> _THE TASK_: How many lines of the data contain the word "eventHandler"? Give only that number.

(Saved entries)
= Beginning of Section =
PR #1964, opened 2022-07-26
BE-1031-there-is-a-standalone-tool-for-unpacking-and-relocating-artifacts-in-installers

rickprice:
<table>
<td>
  <a href="https://activestatef.atlassian.net/browse/BE-1031" title="BE-1031" target="_blank">StoryBE-1031</a>  There is a standalone tool for unpacking and relocating artifacts in installers
  </td></table>
  <br />
 

Custom installer to handle offline installs.


cmd/state-custom-installer/docker/centos-7/Dockerfile
```diff
@@ -0,0 +1,34 @@
+FROM docker-registry.activestate.build/activestate/centos-7.6-builder:1.0.66 AS custom-installer-builder
```
icanhasmath, line 1: FROM docker-registry.activestate.build/activestate/centos-7.6-builder:1.0.67 AS custom-installer-builder

icanhasmath: Needs an increment.

cmd/state-custom-installer/docker/centos-8/Dockerfile
```diff
@@ -0,0 +1,34 @@
+FROM docker-registry.activestate.build/activestate/centos-8-builder:2.0.12 AS offline-install-builder
```
icanhasmath, line 1: Increment here too. 2.0.13

cmd/state-custom-installer/docker/centos-7/runCompile.sh
```diff
@@ -0,0 +1,12 @@
+#!/usr/bin/env bash
+
+cd cli
+git pull
+git checkout BE-1031-there-is-a-standalone-tool-for-unpacking-and-relocating-artifacts-in-installers
```
icanhasmath, line 5: If this is an alternate branch, there should be a tag instead.

cmd/state-custom-installer/docker/centos-8/runCompile.sh
```diff
@@ -0,0 +1,12 @@
+#!/usr/bin/env bash
+
+cd cli
+git pull
+git checkout BE-1031-there-is-a-standalone-tool-for-unpacking-and-relocating-artifacts-in-installers
```
icanhasmath, line 5: Same as above.

cmd/state-custom-installer/docker/centos-7/Dockerfile
icanhasmath: Probably make the centos-7 / Centos-8 a configurable option to the Docker build, as we're basically duplicating the code except for this line.

cmd/state-custom-installer/runBuildInteractive.sh
```diff
@@ -0,0 +1,15 @@
...
+rm -rf build/custom-installer
+rm -rf /tmp/artifacts-*
+rm -rf /tmp/FrederickTest
+gofmt -s -w *.go
+go build -o build/custom-installer github.com/ActiveState/cli/cmd/state-custom-installer
+gozip -c build/custom-installer LICENSE.txt artifacts.tar.gz
+# ./build/offline-installer install /tmp/FrederickTestII
+./build/custom-installer install /tmp/FrederickTest
+./build/custom-installer install /tmp/FrederickTest
+./build/custom-installer uninstall /tmp/FrederickTest
```
icanhasmath, line 15: FredrickTest is not general enough.

cmd/state-custom-installer/runUnInstall.go
```diff
@@ -0,0 +1,61 @@
...
+// NOTE: From: internal/runners/clean/uninstall.go
+
+func runUnInstall(out output.Outputer, params *Params) error {
+	// This is the deploy id constant: DeployID RcIdentification = RcIdentification{
+	installToDir := params.path
+	// Should look for license file to see if it exists before we delete the install directory
+	uninstallFileCheck := filepath.Join(installToDir, "LICENSE.txt")
+
+	if !fileutils.FileExists(uninstallFileCheck) {
+		return errs.New("Doesn't seem like given directory is an install directory")
```
icanhasmath, line 26: Change to something like this:
`ActiveState license not found. Please specify a valid install directory.`

cmd/state-custom-installer/runUnInstall.go
```diff
@@ -0,0 +1,61 @@
...
+
+	err = removeEnvPaths(cfg)
+	if err != nil {
+		fmt.Println(err)
+		return err
+	}
+
+	fmt.Println("")
+	fmt.Println("")
+	fmt.Println("Runtime de-installation completed.")
```
icanhasmath, line 42: `Uninstall Complete`

cmd/state-custom-installer/runUnInstall.go
icanhasmath: Though, if the process deletes the LICENSE.txt, and hasn't completed the user will be stuck.  Probably we'll need the user to be allowed to proceed with file removal anyway.  `Are you sure you want to uninstall ? y/[N]`

vendor/github.com/ActiveState/gozip/LICENSE.txt
```diff
@@ -0,0 +1,5 @@
+Permission is hereby granted, free of charge, to any person obtaining a copy of this software and associated documentation files (the "Software"), to deal in the Software without restriction, including without limitation the rights to use, copy, modify, merge, publish, distribute, sublicense, and/or sell copies of the Software, and to permit persons to whom the Software is furnished to do so, subject to the following conditions:
```
icanhasmath, line 1: I thought we would fork the repository into its own space like we did for Pillow.  I don't think we should be forking this into TheHomeRepot.

icanhasmath (changes requested):
Lots of comments, please review them, and fix up the comment to be clear as to what the Custom installer is, and what components are being added.

cmd/state-custom-installer/docker/centos-7/runCompile.sh
rickprice: No, waiting for assimilation to Master.

cmd/state-custom-installer/runBuildInteractive.sh
rickprice: Yeah, makes sense.

vendor/github.com/ActiveState/gozip/LICENSE.txt
rickprice: I'm wondering if this is just the way DX is doing things, but I will happily check, having two copies isn't necessarily a great idea.

cmd/state-custom-installer/runUnInstall.go
rickprice: Okay, changed the behaviour.

vendor/github.com/ActiveState/gozip/LICENSE.txt
Naatan: Were you unable to use https://github.com/ActiveState/cli/blob/master/internal/unarchiver/zip.go ?

I'd rather we update that to add the functionality you need, rather than add a new dependency.

cmd/state-custom-installer/docker/centos-7/runCompile.sh
rickprice: Changed the script to assume we are running from Master.

cmd/state-custom-installer/docker/centos-8/runCompile.sh
rickprice: This code was rolled into the Centos-7 code, and was deleted.

vendor/github.com/ActiveState/gozip/LICENSE.txt
rickprice: I can look at the code to use the internal unzip code, and will copy across what is needed from Gozip, as needed. I expect that things should just work for the most part without needing to copy anything. Gozip is just a thin eggshell over the internal Go zip library anyway.

Naatan (changes requested):
Please assign me for review when you're ready for me to have a look.

vendor/github.com/ActiveState/gozip/LICENSE.txt
rickprice: I changed the custom-installer code to use the basic Golang primitives instead of using the Gozip library.

cmd/state-custom-installer/docker/centos/runBuild.sh
```diff
@@ -0,0 +1,12 @@
+#!/usr/bin/env bash
```
Naatan, line 1: Please use the activestate.yaml for scripts (this goes for all .sh scripts introduced in this PR).

Note you can create a new `activestate.installer.yaml` or `activestate.<whatever>.yaml` if you want to keep it organized. It'll automatically get merged together at runtime.

cmd/state-custom-installer/docker/centos/runCompile.sh
```diff
@@ -0,0 +1,12 @@
+#!/usr/bin/env bash
+
+cd cli
+git pull
+# git checkout BE-1031-there-is-a-standalone-tool-for-unpacking-and-relocating-artifacts-in-installers 
+go mod vendor
```
Naatan, line 6: This should not happen in a script. The vendored files should be committed to the repo, not pulled in at build time.

cmd/state-custom-installer/docker/centos/runCompile.sh
```diff
@@ -0,0 +1,12 @@
...
+sudo /state-tool/bin/state run preprocess
```
Naatan, line 7: Don't use sudo. State tool is meant to run at user level.

cmd/state-custom-installer/docker/centos/runCompile.sh
```diff
@@ -0,0 +1,12 @@
...
+cd ..
+sudo chown -R as-build:as-build cli
+cd cli/cmd/state-custom-installer/docker
+go build -o build/custom-installer github.com/ActiveState/cli/cmd/state-custom-installer
+sudo cp build/custom-installer /custom-installer-data
```
Naatan, line 12: Why not just output to `/custom-installer-data` directly if that's where you want it?

cmd/state-custom-installer/runBuildInteractive.sh
```diff
@@ -0,0 +1,15 @@
+#!/usr/bin/env bash
```
Naatan, line 1: This would be better serviced by an integration test, see for example: https://github.com/ActiveState/cli/blob/820f9e2c27f107c46fc5cf136d52ac2371000927/cmd/state-installer/test/integration/installer_int_test.go#L28

cmd/state-custom-installer/runInstall.go
```diff
@@ -0,0 +1,188 @@
...
+	"github.com/ActiveState/cli/pkg/platform/runtime/target"
+	"github.com/ActiveState/cli/pkg/project"
+	"github.com/go-openapi/strfmt"
+)
+
+func runInstall(out output.Outputer, params *Params) error {
+
+	tempDir, err := ioutil.TempDir("", "artifacts-")
+	if err != nil {
+		fmt.Println(err)
```
Naatan, line 35: This should probably return the error instead. Right now you're printing it and then continuing execution of this function.

cmd/state-custom-installer/runInstall.go
```diff
@@ -0,0 +1,188 @@
...
+	}
+
+	// #FIX: Need to uncomment this for production
```
Naatan, line 38: Should drop this before merging.

cmd/state-custom-installer/runInstall.go
```diff
@@ -0,0 +1,188 @@
...
+	defer os.RemoveAll(tempDir)
+
+	fmt.Printf("Temp directory is: %s\n", tempDir)
```
Naatan, line 41: Use the outputer you passed as an arg to this function instead.

This goes for any place where you are using `fmt.Print..`.

cmd/state-custom-installer/runInstall.go
```diff
@@ -0,0 +1,188 @@
...
+
+	installToDir := params.path
+	artifactsTarGz := "artifacts.tar.gz"
+	assetsPath := filepath.Join(tempDir, "assets")
+	artifactsPath := filepath.Join(tempDir, "artifacts")
+	licenseFilePath := filepath.Join(assetsPath, "LICENSE.txt")
```
Naatan, line 47: I recommend recording these as constants at the top of this file somewhere.

cmd/state-custom-installer/runInstall.go
```diff
@@ -0,0 +1,188 @@
...
+
+	// Double check if installation directory exists already
+	if fileutils.DirExists(installToDir) {
+		empty, err := fileutils.IsEmptyDir(installToDir)
+		if err == nil && !empty {
```
Naatan, line 52: `err != nil` is never raised.

cmd/state-custom-installer/runInstall.go
```diff
@@ -0,0 +1,188 @@
...
+			configureEnvironmentAccepted, err := getConfirmation("Installation directory is not empty, install anyway?")
+			if err != nil {
+				return err
```
Naatan, line 55: Always wrap your errors, otherwise it'll be very difficult to trace where an error came from.

eg. `errs.Wrap(err, 'could not get confirmation to install to non-empty dir')

Without this you might get an error like "Could not write to stdin" without any clue as to what caused it.

I won't comment on every err being returned in this PR, but I recommend going over them and wrapping them all.

cmd/state-custom-installer/runInstall.go
```diff
@@ -0,0 +1,188 @@
...
+
+	if err := os.Mkdir(assetsPath, os.ModePerm); err != nil {
+		return err
+	}
+
+	if err := os.Mkdir(artifactsPath, os.ModePerm); err != nil {
+		return err
+	}
+
+	err = unzip(os.Args[0], assetsPath)
```
Naatan, line 72: Use `params` instead. Once you're in the command execution you generally should not be using `os.Args` anymore.

cmd/state-custom-installer/runInstall.go
```diff
@@ -0,0 +1,188 @@
...
+	if err != nil {
+		return err
+	}
+
+	eulaAccepted, err := showEULAAndGetAcceptance(licenseFilePath)
+	if err != nil {
+		return err
+	}
+
+	if !(eulaAccepted) {
```
Naatan, line 82:
```suggestion
	if !eulaAccepted {
```

cmd/state-custom-installer/runInstall.go
```diff
@@ -0,0 +1,188 @@
...
+		return errors.New("\n\nEnd user didn't accept the EULA")
```
Naatan, line 83: This should be an input error; eg. 

```
locale.NewInputError("err_eula_not_accepted", "End user didn't accept the EULA")
```

Note the second argument is the fallback string. You can instead just use:

```
locale.NewInputError("err_eula_not_accepted")
```

And add an entry for `err_eula_not_accepted` to `internale/locale/locales/en-us.yaml`.

cmd/state-custom-installer/custom-installer.go
```diff
@@ -0,0 +1,114 @@
...
+		logging.CurrentHandler().SetVerbose(true)
+	}
+
+	runErr := run()
+	if runErr != nil {
+		errMsg := errs.Join(runErr, ": ").Error()
+		if locale.IsInputError(runErr) {
+			logging.Debug("state-offline-installer errored out due to input: %s", errMsg)
+		} else {
+			multilog.Critical("state-offline-installer errored out: %s", errMsg)
```
Naatan, line 42: Please take care to actually use input errors when an error is caused by user input. Otherwise, we're going to get a lot of superfluous errors reported on our rollbar.

Naatan: Additionally, you'll need to call:

```
rollbar.SetupRollbar("TOKEN")
```

Otherwise error reporting won't work. Seeing as this is an offline installer I'm guessing you might not want error reporting at all, in this case just don't use `multilog` and use `logging` instead.

cmd/state-custom-installer/runInstall.go
```diff
@@ -0,0 +1,188 @@
...
+		err := errs.Wrap(err, "Could not unpack artifact %s", archivePath)
+		return err
+	}
+	fmt.Println("Stage 2 of 2 Finished: Decompressing artifacts into: ", artifactsPath)
+
+	owner := "voidOwner"
+	name := "voidProject"
+	commitID := strfmt.UUID("000000000-0000-0000-0000-000000000000")
+
+	offlineTarget := target.NewOfflineTarget(owner, name, commitID, installToDir, artifactsPath)
```
Naatan, line 107: Feel free to drop owner/name/commit or anything else from the offline target that you don't need. We introduced that for you guys, you're the only consumers.

cmd/state-custom-installer/runInstall.go
```diff
@@ -0,0 +1,188 @@
...
+
+	analytics := blackhole.New()
+	mockProgress := &OfflineProgressOutput{}
+	logfile, _ := buildlogfile.New(outputhelper.NewCatcher())
```
Naatan, line 111: Please don't ever leave errors unhandled. Go does not have exceptions, errors are your lifeline.

cmd/state-custom-installer/runInstall.go
```diff
@@ -0,0 +1,188 @@
...
+	eventHandler := events.NewRuntimeEventHandler(mockProgress, nil, logfile)
+
+	rti, err := runtime.New(offlineTarget, analytics, nil)
+	if err != nil && runtime.IsNeedsUpdateError(err) {
+		err = rti.Update(nil, eventHandler)
+		if err != nil {
+			fmt.Println("Had an installation error")
+			logging.Warning("Had an installation error: %v", err)
+			fmt.Println(err)
+			// return error
```
Naatan, line 121: Returning seems appropriate..

cmd/state-custom-installer/runUnInstall.go
```diff
@@ -0,0 +1,70 @@
...
+	"github.com/ActiveState/cli/internal/subshell/sscommon"
+)
+
+// NOTE: From: internal/runners/clean/uninstall.go
+
+func runUnInstall(out output.Outputer, params *Params) error {
+	// This is the deploy id constant: DeployID RcIdentification = RcIdentification{
+	installToDir := params.path
+	// Should look for license file to see if it exists before we delete the install directory
+	uninstallFileCheck := filepath.Join(installToDir, "LICENSE.txt")
```
Naatan, line 23: This isn't much of a verification imo, `LICENSE.txt` is a very common filename and does not uniquely identify our runtime installation dir. Maybe also check if it contains 'ActiveState' or something?

cmd/state-custom-installer/runUnInstall.go
```diff
@@ -0,0 +1,70 @@
...
+		}
+
+	}
+
+	cfg, err := config.New()
+	if err != nil {
+		return err
+	}
+
+	err = removeEnvPaths(cfg)
```
Naatan, line 43: It looks like uninstall is ONLY removing env config but otherwise leaves the install dir itself intact. Is that intended?

cmd/state-custom-installer/runUnInstall.go
```diff
@@ -0,0 +1,70 @@
...
+	// return errors.New("\n\nThis is an error")
+	isAdmin, err := osutils.IsAdmin()
+	if err != nil {
+		return errs.Wrap(err, "Could not determine if running as Windows administrator")
+	}
+
+	// remove shell file additions
+	s := subshell.New(cfg)
+	if err := s.CleanUserEnv(cfg, sscommon.DeployID, !isAdmin); err != nil {
+		return errs.Wrap(err, "Failed to remove State Tool deployment PATH")
```
Naatan, line 66:
```suggestion
		return errs.Wrap(err, "Failed to remove runtime PATH")
```

cmd/state-custom-installer/util.go
```diff
@@ -0,0 +1,152 @@
...
+	"golang.org/x/term"
+	"io"
+	"os"
+	"path"
+	"path/filepath"
+)
+
+func showEULAAndGetAcceptance(filename string) (bool, error) {
+	for {
+		fmt.Println("Do you accept the Activestate End User Agreement? (d to display) [y/n/d]:")
```
Naatan, line 17: https://github.com/ActiveState/cli/blob/fe7211dfc67ced5052a2b3f2b8243f83fedcb890/internal/prompt/prompt.go#L23

cmd/state-custom-installer/util.go
```diff
@@ -0,0 +1,152 @@
+package main
```
Naatan, line 1: Nit: a generic util file like this is a breeding ground for unorganized code. Recommend splitting the logic contained into separate files with distinctive naming.

Naatan (changes requested):

Naatan:
Note the 
image

cmd/state-custom-installer/custom-installer.go
```diff
@@ -0,0 +1,114 @@
+package main
```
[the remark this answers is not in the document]
rickprice: Changed it back again to state-offline-installer.

.gitignore
```diff
@@ -14,3 +14,7 @@ obj/
 bin/
 installers/msi-language/Product.wxs
 node_modules
+
+cmd/state-offline-installer/build
+cmd/state-offline-installer/artifacts.tar.gz
```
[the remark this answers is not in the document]
rickprice: Moved things to the top level build directory.

cmd/state-custom-installer/docker/centos/Dockerfile
```diff
@@ -0,0 +1,41 @@
+ARG CENTOS_VERSION=centos-7.6-builder:1.0.67
```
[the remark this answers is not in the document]
rickprice: Moved.

activestate.yaml
```diff
@@ -73,17 +73,21 @@ scripts:
...
+          if [ -n "${pkgs}" ]; then
+            echo Installing packages "${pkgs}"
+            sudo apt-get update && sudo apt-get install ${pkgs} -y
+          fi
+        elif [ hash yum &> /dev/null ]; then
+          yum install -y gtk3-devel libappindicator-gtk3 webkitgtk4
         fi
       }
-      aptin libgtk-3-dev libappindicator3-dev libwebkit2gtk-4.0-dev
+      aptin
```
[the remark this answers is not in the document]
rickprice: Changes made.

cmd/state-custom-installer/runInstall.go
rickprice: Code re-architected

cmd/state-custom-installer/custom-installer.go
```diff
@@ -0,0 +1,114 @@
...
+
+	params := newParams()
+	cmd := captain.NewCommand(
+		path.Base(os.Args[0]), "", "", p, nil, nil,
+		func(ccmd *captain.Command, args []string) error {
+			out.Print(ccmd.UsageText())
+			return nil
+		},
+	)
+	if isZip(os.Args[0]) {
```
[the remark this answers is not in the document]
rickprice: We determine if our executable has the backpack attached or not, if not, then we must be the uninstaller only. So, basically, if we have no backpack, then assume we are the standalone uninstaller download. Otherwise, give them both options as usual. Without a backpack we can't install anything anyway.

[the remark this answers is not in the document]
Naatan: That wasn't my point though. You can get the behaviour you want and address the issue I raised. The issue is that the command registration should not be dependent on what input is passed, instead, it's the execution of the command that should consider the input.

If I run `state-offline-installer --help` it will give me help output for only one or the other command, and the actual execution will behave in ways that the user can't predict based on the help output. That's not the only issue, but a good demonstration of why this is putting the carriage in front of the horse.

Command registration should be independent of input. Command execution may consider input. We should design our commands accordingly.

cmd/state-offline-installer/offline-installer.go
```diff
@@ -0,0 +1,114 @@
...
+	})
+	if err != nil {
+		return errs.Wrap(err, "Could not initialize outputer")
+	}
+
+	p := primer.New(nil, out, nil, nil, nil, nil, nil, nil, nil, nil)
+
+	params := newParams()
+	cmd := captain.NewCommand(
+		path.Base(os.Args[0]), "", "", p, nil, nil,
```
Naatan, line 64: Please provide all the args. They are used for `--help` output amongst other things.

cmd/state-offline-installer/runInstall.go
```diff
@@ -0,0 +1,187 @@
...
+	out.Print(fmt.Sprintf("Stage 2 of 2 Start: Decompressing artifacts into: %s", artifactsPath))
+	err = unpackArtifact(unarchiver.NewTarGz(), archivePath, artifactsPath)
+	if err != nil {
+		return errs.Wrap(err, "Could not unpack artifact %s", archivePath)
+	}
+	out.Print(fmt.Sprintf("Stage 2 of 2 Finished: Decompressing artifacts into: %s", artifactsPath))
+
+	offlineTarget := target.NewOfflineTarget(installToDir, artifactsPath)
+
+	// FIX: Need to do this more correctly with a New function
```
Naatan, line 112: We have a rule on our repo which is that we are not allowed to put todo's in code comments as our code is not a task tracker. I'd say either address this, remove it, or file a jira ticket to follow up at a later date.

cmd/state-offline-installer/runInstall.go
```diff
@@ -0,0 +1,187 @@
...
+)
+
+const artifactsTarGZName = "artifacts.tar.gz"
+const assetsPathName = "assets"
+const artifactsPathName = "artifacts"
+const licenseFileName = "LICENSE.txt"
+
+func runInstall(out output.Outputer, params *Params) error {
+
+	analytics := blackhole.New()
```
Naatan, line 36: Are analytics out of scope for this iteration?

cmd/state-offline-installer/runInstall.go
```diff
@@ -0,0 +1,187 @@
...
+	configureEnvironmentAccepted, err := prompter.Confirm("Setup", "Setup environment for installed project?", &default_boolean_answer)
+	if err != nil {
+		return errs.Wrap(err, "Error getting confirmation")
+	}
+
+	if configureEnvironmentAccepted {
+		// This is the code to setup the environment when we install...
+		cfg, err := config.New()
+		if err != nil {
+			return errs.Wrap(err, "Error configuring environment")
```
Naatan, line 138:
```suggestion
			return errs.Wrap(err, "Error initializing config")
```

cmd/state-offline-installer/offline-installer.go
```diff
@@ -0,0 +1,114 @@
...
+
+	out, err := output.New("", &output.Config{
+		OutWriter: os.Stdout,
+		ErrWriter: os.Stderr,
+	})
+	if err != nil {
+		return errs.Wrap(err, "Could not initialize outputer")
+	}
+
+	p := primer.New(nil, out, nil, nil, nil, nil, nil, nil, nil, nil)
```
Naatan, line 60: I would strongly suggest using primer the way it was intended. I see you are using config, prompter, analytics, .. throughout your code. Ideally you configure that only once on the primer, and then you pass the primer struct along, rather than initialize it again in your code.

Doing it this way can lead to race conditions. eg. you could initialize config twice which could lead to writes/reads happening in async without awareness of one another.

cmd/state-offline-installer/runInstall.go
= End of Section =
> _EXPECTED ANSWER_: 2